WHAT YOU WILL DO:
Filter the records for lines holding the string "didn".

INFORMATION SUPPLIED:
PR #666, opened 2015-02-14
Move gallery to examples and add links

crbates:
also fix ipython notebook formatting for firefox and chrome. #663 reopened


crbates:
screenshot of updated homepage

screen shot 2015-02-13 at 21 25 44

scopatz:
I can't say that I am surprised that #666 has fixes related to the browser rendering wars ;)

scopatz:
I am having trouble building on Python 3.4 because of numpydoc.  Could we make this an explicit dependency and remove the local copy? I'd be happy to do this in a separate PR.

crbates:
> I am having trouble building on Python 3.4 because of numpydoc. Could we make this an explicit 
> dependency and remove the local copy? I'd be happy to do this in a separate PR.

Sounds good to me. I think it's justifiable in the name of Python 3 compatibility

scopatz:
I approve of this PR, but #670 should probably be merged instead.  @crbates, will you do the honors?

PR #662, opened 2015-02-13
Update tutorial to by yt 3.x compliant

crbates:

PR #667, opened 2015-02-14
Update tutorial to be yt 3.x compliant

crbates:
and other fixes. #662 re-opened.


crbates:
the diffusion notebook now runs without any yt errors but JSanimation no longer seems to work properly with recent ipython versions.

scopatz:
I think that is OK.  Maybe we should drop JSanimation. I was a neat trick, but non-essential.

scopatz:
Also pymovie seems much better

crbates:
@scopatz I propose we merge this after adding a warning at the start of the 8th tutorial that links to the issue because I don't think obscure yt/mesh problems should block 0.5.

scopatz:
I completely agree.

scopatz:
We are going to need to sit down with some of the yt folks to really hammer this out.

crbates:
ping @scopatz

scopatz:
This looks about as good as it is going to get.  Thanks for all the hard work @crbates!

PR #668, opened 2015-02-15
fix some weird errors on mac

crbates:
clang + fortran do not play well together. This switches to the c++ endftod if the fortran one doesn't work in tests.


crbates:
closing in favor of #669

Issue #558, opened 2014-11-03
Tests fails on mac when libgcc_s is linked when compiled with gcc


crbates:
`test_material.test_getitem_str` calls SIGABRT when raising the exception on recent versions of gcc.

crbates:
So this isn't a problem on arch linux with gcc 4.9.2. perhaps it's a macports thing :(

scopatz:
This is also not a problem on Ubuntu 14.10.

crbates:
After much forum searching about this I found a comment on an old macports ticket https://trac.macports.org/ticket/25042 and did some regression testing to determine that this issues is caused by `libgcc_s` causing exceptions to not being caught/passed to linked libraries properly.

scopatz:
Sadly, this is from 5 years ago with no activity in the past 4. Is the right answer to write an LLVM-based Fortran compiler?!

crbates:
I think the right answer is not to use `gcc_s` on mac. I don't know that it's needed for anything. The `ahot` stuff seems to build fine without it and linking it doesn't fix any of the `ahot` runtime problems as far as I can tell.

scopatz:
Closed by #669

PR #669, opened 2015-02-17
fix pyne build with gcc on macports

crbates:
This closes issue #558 by not linking against `libgcc_s` on mac. It also fixes issues with gfortran/c compatibility with the default compiler options on mac (pre-empting #668)


scopatz:
Awesome! Thanks @crbates!

PR #677, opened 2015-02-25
Hatedf5

kkiesling:
Attempt at fixing the hdf5 version issue for 1.8.11. The 1.8.14 file version works for an installed version of 1.8.11.


scopatz:
hmmm It looks like you added a lot of extra very large files here, that probably should be ignored.  Could you please branch from develop again, redo the change, and commit only the change to test_decay.py?  Thanks!

scopatz:
Also close this issue too :)

kkiesling:
You're right. I didn't see those files. They don't appear as tracked files at all on my branch. I'll fix it.

Issue #682, opened 2015-02-26
isomer treatment in pyne.endf


ohnemax:
I ran into trouble reading an ENDF formatted file containing data for an Isomer (e.g. Pm-148M, https://www-nds.iaea.org/public/download-endf/ENDF-B-VII.1/n/n_6153_61-Pm-148M.zip) using the class provided by pyne.endf. The data of the endf file is stored using index 611480000, however it should be 611480001. I tried to write a fix, but that broke other tests. So here is some explanation:

I think the excited state should be triggered by the value of the LISO entry in the first part of the endf file. The manual says "LISO: Isomeric state number. The ground state is indicated by LISO=0.  [...]" 

The data structure of the beginning of 451 from ENDF Manual looks like this:
```
[MAT, 1,451/ ZA, AWR, LRP, LFI, NLIB, NMOD]HEAD
[MAT, 1,451/ ELIS, STA, LIS, LISO, 0, NFOR]CONT
[MAT, 1,451/ AWI, EMAX, LREL, 0, NSUB, NVER]CONT
[MAT, 1,451/ TEMP, 0.0, LDRV, 0, NWD, NXC]CONT
```

The file I used is an ENDF File downloaded from IAEA database (). It has LISO=1, but the current code fails to use the correct nuclide id. I add a PR with some example ENDF snippet + test in a few minutes. Tracing back the issue in https://github.com/pyne/pyne/blob/develop/pyne/endf.pyx it seems to be a problem in the following code:

```
line = fh.readline()
mat_id = int(line[66:70].strip() or -1)
# originally in a float version of ZZAAA.M, ie 94242.1
nuc = cpp_nucname.id(<int> (endftod(line[:11])*10))
# Make a new dict in self.structure to contain the material data.
```

Apparently the code assumes that the isomeric state is store as a decimal in the ZA entry, which is not the case for all the files at ENDF-B-VII.1 I looked at. So I made a fix suitable for this case (second PR).

However, there is a test snippet currently in the test file that has a line, that actually uses the implemented way to distinguish isomers.
```1.003100+3 2.098312+0 1 0 0 1 131 1451 1```

With my fix, this fails, because the test snippet does not have a LISO=1 entry. I'm not sure if this is an inconsistency in the ENDF definition, or just a wrong posed test. I would happy to fix it, either
a) add a check to pyne.endf to make both ways work
b) correct snippet in test_endf
but I am not sure what would be the correct solution.

crbates:
[...]

PR #683, opened 2015-02-26
Isomer test

ohnemax:
This PR only adds a test and is related to issue #682 .


ohnemax:
Added test to fix #684, hence closed

PR #685, opened 2015-02-27
squash bugs that lead to test_decay issues

crbates:
includes:
 * better ensdf parsing of parents
 * unassigned levels default to 9999
 * decays can’t add up to more than 100%


crbates:
This merge is blocked until the default discussion on the list has been settled.

scopatz:
Should this be tagged v0.5?

crbates:
There's no inherent reason I just thought it would be nice to have the decay stuff squared away.

scopatz:
Ok!

crbates:
negative nuc_id's already return `False` for `pyne::isnuclide()` so trying to use rxname parent/child functions will raise an error. I think this is the correct behavior.

scopatz:
Last v0.5 issue!  Do we expect this to fail because it needs a new decaygen?

crbates:
yes

tests/test_decay.py
```diff
@@ -61,11 +61,7 @@ def setup():
     350830000,  # decay to metastables without reason.
     340830000,  # ...
     481170000,  # ...
-    471110001,  # missing branch in origen
-    501130001,  # ...
-    561330001,  # FIXME These have too much mass on our end
-    491180000,  # ...
-    801970001,  # ...
```
scopatz: It seems like this removal is causing the test failures.

src/decaygen.py
```diff
@@ -224,7 +224,7 @@ def b_from_a(cse, a_i):
     bkey = EXP_EXPR.format(a=a_i)
     return cse[bkey]
 
-def chainexpr(chain, cse, b, short=1e-8):
+def chainexpr(chain, cse, b, bt, short=1e-8):
```
scopatz: What is bt out of curiosity?

tests/test_decay.py
scopatz: Oh nm.

crbates: yep, after building `data.cpp` with this pr with a fresh nuc_data.h5 these tests should no need to be blacklisted.

scopatz: Ummhmm - my brain got it, eventually. I feel slow this morning, for sure.

scopatz:
Looks great to me! Do you want to do the decay upload honors, @crbates?

src/decaygen.py
crbates: this keeps track of the total end output and make sure we are not "creating" mass. This seems to be an issue when we have multiple paths to the same stable final nuclide.

crbates:
it's up!

PR #696, opened 2015-03-06
ENDF Library more ENDF-6 Format Compliant

ohnemax:
The ENDF-6 Formats Manual allows to combine data for several materials in single files (than they are often called 'tape'). An example: http://www.nndc.bnl.gov/endf/b6.8/tapes/tape.100
Trying to load the mentioned file lead to errors, commits 445dfb8bd9b244c2b04db71c1eae7eaa268b3943 and 6277679e9864cefd04fd6deb95862f50f5699513 add a test for this scenario.

The issue is caused by an improper implementation of _read_headers and the sample endf tape which has been created for the test cases. The sample endf tape makes use of more than one TEND record (`[ -1, 0, 0/ 0.0, 0.0,  0,  0,  0, 0]`), basically after each material. This seems wrong, compared to other examples. It also has a line of text after each of these records, for which I couldn't find reference in the manual, or examples. I removed both lines. The only text line left is the absolute first line of the file.

To do this, a couple of changes were necessary in the structure of the Library class. Outcome should be the same. I hope I understood the ENDF Manual correctly...

The last large commit contains only style - tried to make the endf.pyx mostly consistent with http://pyne.io/devsguide/style_guide.html#python-style-guide


scopatz:
relaunching CI

pyne/endf.pyx
```diff
@@ -91,6 +93,20 @@ class Library(rx.RxLib):
...
+            if isinstance(self.fh, basestring):
+                fh = open(self.fh, 'r')
+                opened_here = True
+            else:
+                fh = self.fh
+            line = fh.readline()
+            self.chars_til_now = len(line)
+            self.offset = 81 - len(line)
+        else:
+            print('TPID is the first line, has been read already')
```
scopatz: This is probably better as a warning.

pyne/endf.pyx
```diff
@@ -91,6 +93,20 @@ class Library(rx.RxLib):
             fh.close()
         return data
 
+    def _read_tpid(self):
+        if(self.chars_til_now == 0):
```
scopatz: PEP8: space after if

scopatz:
This looks great to me @ohnemax!  Waiting for CI.

scopatz:
It seems that there is a dtype error in python3 http://submit-1.batlab.org/nmi-runs/pyne-ci/2015/03/pyne-ci_submit-1.batlab.org_1425662985_27215/userdir/nmi:x86_64_Ubuntu14/remote_task.err

tests/test_endf.py
```diff
@@ -480,6 +78,28 @@ def test_endftod():
...
+    with open("endftape.100", "rb") as f:
+        obs_hash = md5(f.read()).hexdigest()
+    exp_hash = "b56dd0aee38bd006c58181e473232776"
+    try:
+        assert_equal(obs_hash, exp_hash)
+    except AssertionError:
+        raise AssertionError("endftape.100 hash check failed; please try redownloading the endftape.100 data file.")
+    testlib = Library("endftape.100")
+    exp_nuclides = [10010000, 30060000, 40090000, 50110000, 30070000, 60000000, 50100000]
+    obs_nuclides = testlib.structure.keys()
```
scopatz: this line should probably be 

```python
obs_nuclides = list(map(int, testlib.structure.keys()))
```

ohnemax: @scopatz let me try to setup a python3 virtualenv, but i guess your suggestion should be perfect

scopatz: Ok! You can always change the code and push it up and then rely on the CI servers to test it for you too, if a local python3 is too annoying.

ohnemax: the change seems to work in my python3 env - let's see what the servers say...

scopatz:
Looks great! Thanks @ohnemax!

PR #697, opened 2015-03-06
Tutorial updates (intro and outro)

kkiesling:
I changed the wording in the introduction and outroduction of the tutorial so that it didn't sound like you are actually in a session but can work through it on your own. 

I also tried to play around with (but couldn't figure it out) the PyNE Tree image that doesn't render in the intro and outro. The rendered html just has "PyNE Tree PyNE Tree" and the ipynb has an empty image. There are no changes to reflect that here but I was wondering if anyone else knew how to fix it?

YOUR RESPONSE:
You're right. I didn't see those files. They don't appear as tracked files at all on my branch. I'll fix it.
I changed the wording in the introduction and outroduction of the tutorial so that it didn't sound like you are actually in a session but can work through it on your own. 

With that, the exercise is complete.